Nous croyons que les Églises doivent être séparées de l'État. Les chrétiens se soumet- tent aux autorités civiles, sauf s’il advenait qu’elles veuillent les contraindre à agir contre leur conscience ; ils intercèdent pour elles dans l'intérêt de la paix, de la justice et de la liberté.

2. Ministères

Nous croyons que chaque chrétien est appelé à mettre au service des autres les dons qu'il a reçus de Dieu.

Selon le Nouveau Testament, la conduite de l'Église est confiée à des responsables qui peuvent être désignés de différentes manières : anciens, pasteurs, conducteurs… Ils veillent ensemble à la qualité de l'enseignement et de la vie spirituelle de l'Église locale. Sans jamais dominer sur leurs frères, ils s'efforcent d'être des exemples de vie chrétienne, se souvenant qu'ils devront rendre compte à Dieu de leur service.

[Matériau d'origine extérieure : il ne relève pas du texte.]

Issue #853, opened 2020-01-08
Problem: multi-node integration tests not executed on CI


tomtau:
Most of the multi-node integration tests *don't* need spinning up any enclaves (can use the mock compilation or use the SW emulation mode), as all transactions are public (unjail, nodejoin...) and entirely processed by chain-abci.

The current pipeline was disabled mainly because it wasn't stable and didn't do any cleaning: https://github.com/crypto-com/chain/blob/master/.drone.yml#L126

Instead of having a separate pipeline, the multi-node integration tests would ideally be added to the existing integration test pipeline -- either on Travis CI or on Drone.

@leejw51crypto Jason can help with this

leejw51crypto:
let's build once for all integration test.
and remove all compiling tmp files after test

PR #855, opened 2020-01-08
Problem:(CRO-587) no integration test for new validator join tx

leejw51:
add integration test
check compile result


integration-tests/bot/chainbot.py
```diff
@@ -340,7 +341,16 @@ def coin_to_voting_power(coin):
...
 
-async def gen_genesis(cfg):
+async def gen_genesis(cfg_orig):
+    cfg = copy.deepcopy(cfg_orig)
+    newnodes= []
+    for n in cfg["nodes"]:
+        print(n)
+        if n["bonded_coin"]> 0:
+            newnodes.append(n)
+    cfg["nodes"]= newnodes
```
yihuang: It's simpler to filter the nodes out with `bonded_coin == 0` in `app_state_cfg` when constructing `council_nodes`.

integration-tests/bot/chainrpc.py
```diff
@@ -93,8 +93,8 @@ def create_watch(self, public_key, name=DEFAULT_WALLET, type='staking', enckey=N
 
 
 class Wallet:
-    def enckey(self, name=DEFAULT_WALLET):
-        '''Get encryption key of wallet
+    def balance(self, name=DEFAULT_WALLET):
+        '''Get balance of wallet
```
yihuang: Is this a typo?

integration-tests/bot/chainrpc.py
```diff
@@ -183,6 +183,9 @@ def withdraw_all_unbonded(self, from_address, to_address, view_keys=None, name=D
     def unjail(self, address, name=DEFAULT_WALLET, enckey=None):
         return call('staking_unjail', [name, enckey or get_enckey()], fix_address(address))
 
+    def join(self, node_name, node_pubkey, node_staking_address, name=DEFAULT_WALLET):
+        return call('staking_validatorNodeJoin', [name, get_passphrase()], node_name, node_pubkey,  fix_address(node_staking_address))
```
yihuang:
```suggestion
        return call('staking_validatorNodeJoin', [name, enckey or get_enckey()], node_name, node_pubkey,  fix_address(node_staking_address))
```

integration-tests/bot/chainrpc.py
```diff
@@ -183,6 +183,9 @@ def withdraw_all_unbonded(self, from_address, to_address, view_keys=None, name=D
     def unjail(self, address, name=DEFAULT_WALLET, enckey=None):
         return call('staking_unjail', [name, enckey or get_enckey()], fix_address(address))
 
+    def join(self, node_name, node_pubkey, node_staking_address, name=DEFAULT_WALLET):
```
yihuang:
```suggestion
    def join(self, node_name, node_pubkey, node_staking_address, name=DEFAULT_WALLET, enckey=None):
```

integration-tests/bot/join_test.py
```diff
@@ -0,0 +1,331 @@
...
+    # tendermint rpc
+
+
+
+    def get_staking_state(self,name, passphrase, addr):
+        return self.rpc.staking.state(addr, name)
+       
+
+    def create_staking_address(self,name, passphrase):
+        return self.rpc.address.create(name,'staking')
```
yihuang: It needs to pass around encryption key(or called authentication token) now, or it probably won't run correctly.

integration-tests/bot/chainrpc.py
leejw51crypto: oh, merge is broken, i'll restore.

integration-tests/bot/chainbot.py
leejw51crypto: it's intended operation, i wan to add node which is not validator, but has big amount of bonds.

.drone.yml
```diff
@@ -126,36 +126,36 @@ trigger:
...
+     - success
+     - failure
+
+trigger:
+  branch:
+    - master
+    - staging
+    - trying
+  event:
+    - push
```
tomtau: shouldn't be re-enabled before FIXME notes are addressed -- https://github.com/crypto-com/chain/issues/853

integration-tests/bot/chainbot.py
yihuang: Isn't this part of code try to remove the node with `bonded_coin == 0`?

integration-tests/bot/join_test.py
```diff
@@ -0,0 +1,331 @@
...
+        self.node1_address1= ""
+        self.node1_transfer_address = ""
+        self.node1_mnemonics=""
+
+        # wallet b
+        self.node2_address = ""
+        self.node2_mnemonics=""
+
+
+
```
yihuang: Why so many blank lines ;D, you can run a python linter tools like flake8.

integration-tests/bot/make.py
```diff
@@ -4,16 +4,20 @@
...
     {'op': 'replace', 'path': '/nodes/1/bonded_coin', 'value':   1250000000000000000},
     {'op': 'replace', 'path': '/nodes/1/unbonded_coin', 'value': 3700000000000000000},
+    {'op': 'replace', 'path': '/nodes/2/bonded_coin', 'value':                     0},
+    {'op': 'replace', 'path': '/nodes/2/unbonded_coin', 'value':                   0},
     {'op': 'replace', 'path': '/nodes/0/base_port', 'value':26650},
     {'op': 'replace', 'path': '/nodes/1/base_port', 'value':26650},
+    {'op': 'replace', 'path': '/nodes/2/base_port', 'value':26650},
     {'op': 'replace', 'path': '/nodes/0/hostname', 'value':'chain0'},
     {'op': 'replace', 'path': '/nodes/1/hostname', 'value':'chain1'},
+    {'op': 'replace', 'path': '/nodes/2/hostname', 'value':'chain2'},
```
yihuang: You can set `hostname` parameter to `chain{index}`

integration-tests/bot/make.py
```diff
@@ -4,16 +4,20 @@
...
 a = CLI()
 print("make config")
-src=a._gen(count=2, chain_id='test-ab', expansion_cap=50000000000000000,  root_path='./', hostname='localhost')
+src=a._gen(count=3, chain_id='test-ab', expansion_cap=50000000000000000,  root_path='./', hostname='localhost')
 patch = jsonpatch.JsonPatch([
     {'op': 'replace', 'path': '/nodes/0/bonded_coin', 'value':   3750000000000000000},
     {'op': 'replace', 'path': '/nodes/0/unbonded_coin', 'value': 1250000000000000000},
     {'op': 'replace', 'path': '/nodes/1/bonded_coin', 'value':   1250000000000000000},
     {'op': 'replace', 'path': '/nodes/1/unbonded_coin', 'value': 3700000000000000000},
+    {'op': 'replace', 'path': '/nodes/2/bonded_coin', 'value':                     0},
```
yihuang: You can simply `src['nodes'][2].update(bonded_coin=0, unbonded_coin=0)`.

.drone.yml
leejw51crypto: ok

integration-tests/bot/join_test.py
leejw51crypto: ok, i'll remove it

.drone.yml
leejw51crypto: restored back

leejw51crypto:
fixed enckey, work more for above feedbacks

integration-tests/bot/join_test.py
leejw51crypto: yes, i modified using enckey

integration-tests/jail/Dockerfile
```diff
@@ -9,7 +9,7 @@ RUN sed -i 's/security.ubuntu.com/ftp.daum.net/g' /etc/apt/sources.list
 RUN sed -i 's/archive.ubuntu.com/ftp.daum.net/g' /etc/apt/sources.list
 RUN apt-get update
 RUN apt install -y --no-install-recommends whois wget curl python3 libssl-dev libcurl4-openssl-dev libelf-dev libdw-dev  gcc binutils-dev libc6-dev pkg-config build-essential openssh-server cmake libgflags-dev libzmq3-dev pkg-config libssl-dev libzmq3-dev  unzip  tmux 
-ENV SGX_MODE=SW
+ENV SGX_MODE=HW
 ENV NETWORK_ID=AB
 ENV RUSTFLAGS=-Ctarget-feature=+aes,+ssse3
 ENV PATH=$HOME/bin:$PATH
```
tomtau: are these docker files needed?

integration-tests/jail/disk/go_test.sh
```diff
@@ -20,6 +20,8 @@ source /opt/sgxsdk/environment
 source /root/.cargo/env
 echo "sgx mode=" $SGX_MODE
 echo "network id=" $NETWORK_ID
+echo "spid = " $SPID
+echo "ias_api_key = " $IAS_API_KEY
```
tomtau: these values are typically set as secrets on CI, so do not to print them

leejw51: ok

integration-tests/join/disk/go_test.sh
```diff
@@ -0,0 +1,34 @@
...
+echo "clear disk"
+/root/bin/tendermint unsafe_reset_all
+sleep 2 
+source /root/disk/prepare.sh
+source /opt/sgxsdk/environment
+source /root/.cargo/env
+echo "sgx mode=" $SGX_MODE
+echo "network id=" $NETWORK_ID
+echo "spid = " $SPID
+echo "ias_api_key = " $IAS_API_KEY
```
tomtau: again, as secrets, they shouldn't be printed out

leejw51crypto: removed

integration-tests/jail/Dockerfile
leejw51crypto: this is multiple nodes test, docker-compose is necessary.

tomtau: but one can just use one image (e.g. `cryptocom/chain:latest`) instead of building all these custom images and set this up in docker-compose with `command` and/or `entrypoint`:
https://docs.docker.com/compose/compose-file/#command
https://docs.docker.com/compose/compose-file/#entrypoint

integration-tests/jail/docker-compose.yml
```diff
@@ -20,6 +23,9 @@ services:
     volumes:
       - ./disk:/root/disk
       - ./disk/config1:/root/config
+      - /nix:/nix
+    devices:
+      - /dev/isgx
```
tomtau: the device part isn't portable, as e.g. on azure it's `/dev/sgx`

integration-tests/join/jail.nix
```diff
@@ -0,0 +1,104 @@
+with import <nixpkgs> {};
```
tomtau: isn't this file identical to https://github.com/crypto-com/chain/blob/master/integration-tests/jail/jail.nix ? why not to reuse that / import that?

integration-tests/jail/docker-compose.yml
leejw51: i will modify it

integration-tests/join/jail.nix
leejw51: i'll change it

integration-tests/jail/docker-compose.yml
leejw51: on ubuntu  std installation, it is /dev/isgx,  i think azure is old style, but i will change to azure paradigm.

leejw51: also for docker, it's coded before using docker-compose, i will move it to docker-compose

leejw51: for docker, i'll change it.

leejw51crypto:
rebased

integration-tests/jail/docker-compose.yml
tomtau: you can just use an environment variable (and default it to /dev/isgx)... just like in the existing integration tests @calvinaco wrote -- have you managed to read them?

tomtau: https://github.com/crypto-com/chain/blob/master/integration-tests/docker-compose.yml#L25

tomtau: https://github.com/crypto-com/chain/blob/master/integration-tests/const-env.sh#L41

tomtau: but I think there may be a problem in the existing integration tests that they do `/dev/something:/dev/else` -- for example, if you expose `/dev/isgx:/dev/sgx` (or `/dev/sgx:/dev/isgx`), it may not work

integration-tests/jail/rust.nix
```diff
@@ -0,0 +1,25 @@
+with import <nixpkgs> {};
```
tomtau: again a duplicate file

leejw51crypto: yes, i'll modify

leejw51crypto: also changed  isgx to sgx

PR #875, opened 2020-01-10
Problem (Fix #864): repeating complex set of arguments to chain-abci

### LINKED ISSUE #864: Problem: repeating complex set of arguments to chain-abci
As there's a quite of a few arguments one needs to provide to chain-abci, it may be a bit error-prone when restarting it (as experienced with the tx-query argument).
It'd be desirable to have an option to start chain-abci without providing any arguments or only one argument, so that the rest is read from a file.

Perhaps chain-abci could read from a JSON or TOML file put in `DATA_DIRECTORY/config/...` (where DATA_DIRECTORY is .cro-storage or what's passed in as `-d` argument) which contains a subset of AbciOpt?

linfeng-crypto:
Solution: Add a config file for chain-abci, the default path is  `DATA_PATH/config.yaml`, and you also can set by using `--config to/your/config/path`. The command arguments is the priority.


tomtau:
bors try

linfeng-crypto:
I think in mock mode, the integration test does not set the tx-query address, this is not allowed in this PR, I'll fix it.

tomtau:
> I think in mock mode, the integration test does not set the tx-query address, this is not allowed in this PR, I'll fix it.

it shouldn't be necessary in the current mock mode

tomtau:
mock-validation + moc-enc-dec

linfeng-crypto:
> I think in mock mode, the integration test does not set the tx-query address, this is not allowed in this PR, I'll fix it.

It's not the problem, the client-rpc gives an IO error: 
```
client-rpc-zerofee_1              | 2020-01-14T14:47:40.582294890Z [2020-01-14T14:47:40Z DEBUG sled::pagecache::iterator] failed to read log message at lid 4248 with expected lsn 4248 during iteration: IO error: failed to fill whole buffer
```

I run the integration test on  local host, it works fine, maybe there are some other reasons.

Issue #870, opened 2020-01-09
Problem: enclave code not covered by cargo tools


yihuang:
`cargo fmt`, `cargo clippy`, test coverage, etc. Because they can't be built by cargo directly.

tomtau:
@yihuang this will be the case with the current SDK.
For the moment, the approach could be:
1) for SDK-independent logic, isolate that into SGX-friendly crates (like `enclave-protocol`, `chain-tx-validation`, `chain-core`)  -- that then gets covered automatically
2) for SDK-dependent logic, one can't use the standard cargo tooling like `cargo test` -- instead, it'll need the custom `sgx-test` / `cov` feature-guard, see https://github.com/apache/incubator-teaclave-sgx-sdk/tree/master/samplecode/sgx-cov

yihuang:
> @yihuang this will be the case with the current SDK.
> For the moment, the approach is:
> 
> 1. for SDK-independent logic, isolate that into SGX-friendly crates (like `enclave-protocol`, `chain-tx-validation`, `chain-core`)  -- that then gets covered automatically
> 2. for SDK-dependent logic, one can't use the standard cargo tooling like `cargo test` -- instead, it'll need the custom `sgx-test` / `cov` feature-guard, see https://github.com/apache/incubator-teaclave-sgx-sdk/tree/master/samplecode/sgx-cov

Yeah, `cargo test` is still problematic, but with current approach, `cargo fmt` and `cargo clippy` is runnable on all the codes.

tomtau:
yes, `fmt` and `clippy` could have extra steps in CI pipelines to check the SDK-dependent enclave code

PR #883, opened 2020-01-14
Problem (#870): There are unfixed clippy suggestions on enclave code

yihuang:
Solution:
- Fix existing clippy suggestions.
- Can't add clippy on enclave into travis ci script yet due to lack of sgx sdk

The `cast_ptr_alignment` warning looks suspicious, the correctness dependents on the alignment of `Vec<u8>` pointer, I think normal allocator will produce aligned pointer, so it should be fine normally.

Run on linux:
```
$ cargo clippy -p tx-validation-app -p tx-query-app
$ cargo clippy -p tx-validation-enclave -p tx-query-enclave
```

### DIFF
--- a/chain-tx-enclave/enclave-t-common/src/lib.rs
+++ b/chain-tx-enclave/enclave-t-common/src/lib.rs
@@ -60,6 +60,8 @@ where
             return None;
         }
         let opt = unsafe {
+            // TODO check alignment correctness
+            #[allow(clippy::cast_ptr_alignment)]
             SgxSealedData::<[u8]>::from_raw_sealed_data_t(
                 sealed_log.as_mut_ptr() as *mut sgx_sealed_data_t,
                 sealed_log.len() as u32,
--- a/chain-tx-enclave/tx-query/app/src/enclave_u/mod.rs
+++ b/chain-tx-enclave/tx-query/app/src/enclave_u/mod.rs
@@ -50,7 +50,7 @@ pub extern "C" fn ocall_get_txs(
 ) -> sgx_status_t {
     let req = unsafe { std::slice::from_raw_parts(txids, txids_len as usize) };
 
-    let r = ZMQ_SOCKET.with(|socket| {
+    ZMQ_SOCKET.with(|socket| {
         let send_r = socket.send(req, FLAGS);
         if send_r.is_err() {
             error!("failed to send a request for obtaining sealed data");
@@ -59,19 +59,18 @@ pub extern "C" fn ocall_get_txs(
         if let Ok(msg) = socket.recv_bytes(FLAGS) {
             if msg.len() > (txs_len as usize) {
                 error!("Not enough allocated space to return the sealed tx data");
-                return sgx_status_t::SGX_ERROR_UNEXPECTED;
+                sgx_status_t::SGX_ERROR_UNEXPECTED
             } else {
                 unsafe {
                     std::ptr::copy(msg.as_ptr(), txs, msg.len());
                 }
-                return sgx_status_t::SGX_SUCCESS;
+                sgx_status_t::SGX_SUCCESS
             }
         } else {
             error!("failed to receive a response for obtaining sealed data");
-            return sgx_status_t::SGX_ERROR_UNEXPECTED;
+            sgx_status_t::SGX_ERROR_UNEXPECTED
         }
-    });
-    r
+    })
 }
 
 /// Untrusted function called from the enclave -- sends a ZMQ message to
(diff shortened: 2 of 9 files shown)


chain-tx-enclave/tx-query/app/src/enclave_u/mod.rs
```diff
@@ -197,13 +196,13 @@ fn get_spid() -> sgx_spid_t {
 
 fn decode_hex(hex: &str) -> Vec<u8> {
     let mut r: Vec<u8> = Vec::new();
-    let mut chars = hex.chars().enumerate();
+    let mut chars = hex.as_bytes().iter().copied().enumerate();
```
devashishdxt: What warning does `clippy` show with this?

chain-tx-enclave/tx-validation/enclave/src/lib.rs
```diff
@@ -30,14 +30,17 @@ pub extern "C" fn ecall_initchain(chain_hex_id: u8) -> sgx_status_t {
     }
 }
 
+/// # Safety
+///
+/// This function should not be called with null pointer.
 #[no_mangle]
-pub extern "C" fn ecall_check_tx(
+pub unsafe extern "C" fn ecall_check_tx(
```
tomtau: does clippy suggest moving the unsafe?

chain-tx-enclave/tx-query/app/src/enclave_u/mod.rs
```diff
@@ -197,13 +196,13 @@ fn get_spid() -> sgx_spid_t {
...
     loop {
         let (pos, first) = match chars.next() {
             None => break,
             Some(elt) => elt,
         };
-        if first == ' ' {
+        if first == b' ' {
```
leejw51crypto: b' ' == first

chain-tx-enclave/tx-validation/enclave/src/lib.rs
yihuang: Yeah, clippy suggest `ecall_check_tx` itself should be unsafe.

chain-tx-enclave/tx-query/app/src/enclave_u/mod.rs
yihuang: It shows warning in `decode_hex_digit` for the conversion of char to u8, and since `char` in rust is Unicode, so I just changed them all to u8, which I think would be more correct.

chain-tx-enclave/enclave-t-common/src/lib.rs
```diff
@@ -60,6 +60,7 @@ where
             return None;
         }
         let opt = unsafe {
+            #[allow(clippy::cast_ptr_alignment)]
```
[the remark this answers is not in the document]
yihuang: Done

chain-tx-enclave/tx-query/app/src/enclave_u/mod.rs
yihuang: Done

chain-tx-enclave/tx-validation/enclave/src/lib.rs
tomtau: it'd be preferable to limit the unsafe scope... I'm thinking if `unsafe { slice::from_raw_parts(tx_request, tx_request_len).to_vec() }` would help?

yihuang: > it'd be preferable to limit the unsafe scope... I'm thinking if `unsafe { slice::from_raw_parts(tx_request, tx_request_len).to_vec() }` would help?

clippy says the pointer argument get dereferenced directly, maybe add a null pointer check is helpful.

yihuang:
```
error: this public function dereferences a raw pointer but is not marked `unsafe`
  --> chain-tx-enclave/tx-validation/enclave/src/lib.rs:43:63
   |
43 |     let mut tx_request_slice = unsafe { slice::from_raw_parts(tx_request, tx_request_len) };
   |                                                               ^^^^^^^^^^
   |
   = note: `#[deny(clippy::not_unsafe_ptr_arg_deref)]` on by default
   = help: for further information visit https://rust-lang.github.io/rust-clippy/master/index.html#not_unsafe_ptr_arg_deref
```

yihuang: I guess it's indeed unsafe to dereference a arbitrary raw pointer.

PR #890, opened 2020-01-15
Problem(Fix #858): complex Bash setup for integration test environment

### LINKED ISSUE #858: Problem: complex Bash setup for integration test environment
to prevent accidental errors, it may be easier if the integration test setup is done in a higher-level language, e.g. utilise the chain-bot setup scripts

yihuang:
- greatly simplfy integration test scripts.
- use chain-bot to run integration tests locally.
- use drone docker pipeline to run integration tests.

Breaking changes:
- change drone secret keys to `SPID` and `IAS_API_KEY` to keep consistency.

Prepare drone node:
```
$ mkdir /tmp/drone-cache
$ # this step is not needed if we push the image to docker hub.
$ docker build -f docker/Dockerfile.new --target TEST -t cryptocom/chain-test:latest .
```

Read `integration-tests/README.md` for instructions to run integration tests locally (only support Linux, mac issue can be solved separately).

> `Dockerfile.new` can be consolidated after @linfeng-crypto 's work.

The relationships of images in `Dockerfile.new`:

```
digraph G {
"ubuntu:18.04" -> RUNTIME_BASE
"baiduxlab/sgx-rust:1804-1.1.0" -> BUILDER_BASE
BUILDER_BASE -> TEST
BUILDER_BASE -> BUILDER
BUILDER -> Default [label="copy --from"]
RUNTIME_BASE -> Default
}
```


tomtau:
bors try

yihuang:
> bors try

Needs to execute these two commands first on drone worker:
```
$ mkdir /tmp/drone-cache
$ # this step is not needed if we push the image to docker hub.
$ docker build -f docker/Dockerfile.new --target TEST -t cryptocom/chain-test:latest .
```

tomtau:
> > bors try
> 
> Needs to execute these two commands first on drone worker:
> 
> ```
> $ mkdir /tmp/drone-cache
> $ # this step is not needed if we push the image to docker hub.
> $ docker build -f docker/Dockerfile.new --target TEST -t cryptocom/chain-test:latest .
> ```

I built it locally and pushing it to Dockerhub now

tomtau:
bors retry

yihuang:
> looks pretty good -- just one worry is about the cache:
> 
> 1. size bloat
> 2. cache-related bugs (e.g. running integration tests against some other version binaries)
> 
> does the cache-rebuild deal with that? should we also include `ttl` (say with one day)?

I guess it wouldn't grow too fast, most of it is just the cargo build target directory. 
Regarding switching between different versions, I think as long as cargo can handle that, it's ok.
It needs to be verified in the real world though.

tomtau:
probably disable the tests on Travis CI -- https://travis-ci.org/crypto-com/chain/jobs/637317416#L455 ?

yihuang:
> probably disable the integration tests on Travis CI -- https://travis-ci.org/crypto-com/chain/jobs/637317416#L455 ?

Is there any needs to keep Travis CI? Can we remove it altogether?

yihuang:
I seems to removed the free-port finding logic, I'll add it back.

tomtau:
> > probably disable the integration tests on Travis CI -- https://travis-ci.org/crypto-com/chain/jobs/637317416#L455 ?
> 
> Is there any needs to keep Travis CI? Can we remove it altogether?

Travis CI can be there for the different rustc version builds, static checks + coverage.

The integration test flow on Travis CI can be disabled or removed

tomtau:
> I missed the free port finding logic, I'll add it back.
I guess that's only needed for the local mode? In Drone mode, it should be isolated?

yihuang:
> > > probably disable the integration tests on Travis CI -- https://travis-ci.org/crypto-com/chain/jobs/637317416#L455 ?
> > 
> > 
> > Is there any needs to keep Travis CI? Can we remove it altogether?
> 
> Travis CI can be there for the different rustc version builds, static checks + coverage.
> 
> The integration test flow on Travis CI can be disabled or removed

Ok, I'll remove the integration test part.
And if there are cache-related bugs, we can set up a remove cache step or even separate pipeline for CI drone, keep the cached pipeline for local running.

tomtau:
I'm now trying the local Drone build -- one other thing I had to change was the device binding (from `/dev/sgx/` to `/dev/isgx`) -- not sure if there's a good solution for that in Drone, but that's a small thing

yihuang:
> I'm now trying the local Drone build -- one other thing I had to change was the device binding (from `/dev/sgx/` to `/dev/isgx`) -- not sure if there's a good solution for that in Drone, but that's a small thing

We fixed this by symlink the device (https://unix.stackexchange.com/questions/445450/how-to-create-a-permanent-symlink-to-a-device).
```
$ cat /etc/udev/rules.d/99_sgx.rules
KERNEL=="isgx", SYMLINK+="sgx"
```

yihuang:
> > I missed the free port finding logic, I'll add it back.
> > I guess that's only needed for the local mode? In Drone mode, it should be isolated?

Oh, yeah, it's isolated now, so no problem. For local mode, the user can set the `BASE_PORT` environment variable.

tomtau:
> > I'm now trying the local Drone build -- one other thing I had to change was the device binding (from `/dev/sgx/` to `/dev/isgx`) -- not sure if there's a good solution for that in Drone, but that's a small thing
> 
> We fixed this by symlink the device (https://unix.stackexchange.com/questions/445450/how-to-create-a-permanent-symlink-to-a-device).
> 
> ```
> $ cat /etc/udev/rules.d/99_sgx.rules
> KERNEL=="isgx", SYMLINK+="sgx"
> ```

yeah, that works as well -- perhaps add it to the README

.travis.yml
```diff
@@ -91,24 +91,6 @@ jobs:
...
-        - cd integration-tests
-        - ./prepare.sh || travis_terminate 1;
-        - . ./env.sh
-        - docker-compose up -d || travis_terminate 1;
-        - ./wait-for-setup.sh || (docker-compose ps; docker-compose logs -t --tail="all"; travis_terminate 1);
-        - ./run-test.sh || (docker-compose ps; docker-compose logs -t --tail="all"; travis_terminate 1);
-        - |
-          cd client-rpc
-          yarn
-          yarn test || (docker-compose ps; docker-compose logs -t --tail="all"; travis_terminate 1);
```
calvinaco: I suggest to keep running integration tests in mock/SW mode on TravisCI to ensure mock/SW mode is working fine.

integration-tests/deps.sh
```diff
@@ -0,0 +1,20 @@
...
+    source $PYTHON_VENV_DIR/bin/activate
+    curl https://bootstrap.pypa.io/get-pip.py | python
+else
+    source $PYTHON_VENV_DIR/bin/activate
+fi
+pip3 install -e .
+pip3 install supervisor
+popd
+
+pushd client-rpc; npm install; popd
```
calvinaco: Out of curiosity, `pushd` and `popd` is to ensure even `npm install` change the directory, it can still go back to the original one?

docker/Dockerfile.new
```diff
@@ -0,0 +1,100 @@
...
+      libgflags-dev \
+      libzmq3-dev \
+      pkg-config \
+      clang; \
+    rm -rf /var/lib/apt/lists/*
+
+COPY --from=tendermint/tendermint:v0.32.9 /usr/bin/tendermint /usr/bin/tendermint
+
+FROM BUILDER_BASE AS TEST
+LABEL maintainer="blockchain@crypto.com"
```
calvinaco: How will this TEST image be used?

calvinaco:
> > looks pretty good -- just one worry is about the cache:
> > 
> > 1. size bloat
> > 2. cache-related bugs (e.g. running integration tests against some other version binaries)
> > 
> > does the cache-rebuild deal with that? should we also include `ttl` (say with one day)?
> 
> I guess it wouldn't grow too fast, most of it is just the cargo build target directory.
> Regarding switching between different versions, I think as long as cargo can handle that, it's ok.
> It needs to be verified in the real world though.
> I don't think there is a `ttl` option here, but we can always delete it manually.

Their docs seem to say there is a `ttl`
https://github.com/Drillster/drone-volume-cache/blob/master/DOCS.md

integration-tests/deps.sh
yihuang: > Out of curiosity, `pushd` and `popd` is to ensure even `npm install` change the directory, it can still go back to the original one?

Yeah, I think so, like a stack of absolute paths.

docker/Dockerfile.new
yihuang: It's used as a base image for integration test in drone.

yihuang:
> > > looks pretty good -- just one worry is about the cache:
> > > 
> > > 1. size bloat
> > > 2. cache-related bugs (e.g. running integration tests against some other version binaries)
> > > 
> > > does the cache-rebuild deal with that? should we also include `ttl` (say with one day)?
> > 
> > 
> > I guess it wouldn't grow too fast, most of it is just the cargo build target directory.
> > Regarding switching between different versions, I think as long as cargo can handle that, it's ok.
> > It needs to be verified in the real world though.
> > I don't think there is a `ttl` option here, but we can always delete it manually.
> 
> Their docs seem to say there is a `ttl`?
> https://github.com/Drillster/drone-volume-cache/blob/master/DOCS.md

Nice, it's not reflected on their website(http://plugins.drone.io/drillster/drone-volume-cache/). Still, I'm not sure what benefits can it bring us. Maybe we can try out to see how fast the cache grows.

.travis.yml
yihuang: We can support the mock mode in another PR, maybe another pipeline in drone?
The advantage of travis is able to run in free cloud?

yihuang:
> Amazing, I found this PR full of things to learn :)
> 
> Back to the PR, it removes the possibility of running integration tests on mock environment, I prefer still letting the TravisCI to run it.
> 
> Another question I have is: in drone, if there are multiple PRs/merges running, how does the integration tests differentiate the ports?

They will run in a different docker container.

.travis.yml
calvinaco: Yes, we can do it in another PR. It is not necessarily TravisCI, can be another pipeline in drone as well.

docker/Dockerfile.new
calvinaco: Ok, but when we build the test image we have to modify this Dockerfile?

calvinaco:
> > Amazing, I found this PR full of things to learn :)
> > Back to the PR, it removes the possibility of running integration tests on mock environment, I prefer still letting the TravisCI to run it.
> > Another question I have is: in drone, if there are multiple PRs/merges running, how does the integration tests differentiate the ports?
> 
> They will run in a different docker container.

Oh yes, I got it.

docker/Dockerfile.new
yihuang: > Ok, but when we build the test image we have to modify this Dockerfile?

No need to modify, just `docker build --target TEST -t ... .`

.travis.yml
yihuang: > Yes, we can do it in another PR. It is not necessarily TravisCI, can be another pipeline in drone as well.

I think since it doesn't need the sgx stuff in mock mode, it might quite easy to set up in Travis too, need to get familiar with the syntax though.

L'Église locale a d'autres responsables pour remplir ses diverses missions. Il lui appartient de discerner les personnes les mieux qualifiées par leurs compétences et leur caractère chrétien pour accomplir ces tâches. Quelle que soit leur fonction, ceux ou celles qui en sont chargés l'assument sous le contrôle de l'Église, dans un esprit de désintéressement, d'humilité, de sagesse et d'amour.

C'est le privilège et le devoir des membres de l'Église de soutenir ceux qui la servent, de les seconder dans leur tâche, et d'avoir pour eux amour et respect, à cause de l'œuvre qu'ils accomplissent.

3. Fonctionnement

Nous croyons que l'Église locale est souveraine dans tous les domaines qui concernent sa vie spirituelle. Cette souveraineté s'exprime dans les assemblées des membres dûment constituées. L'Église s'y efforce de discerner, à la lumière des Écritures et dans la soumission à son Seigneur Jésus-Christ, comment réaliser la vocation que Dieu lui adresse. Chacun de ses membres se met, selon ses moyens, au service de cette vocation.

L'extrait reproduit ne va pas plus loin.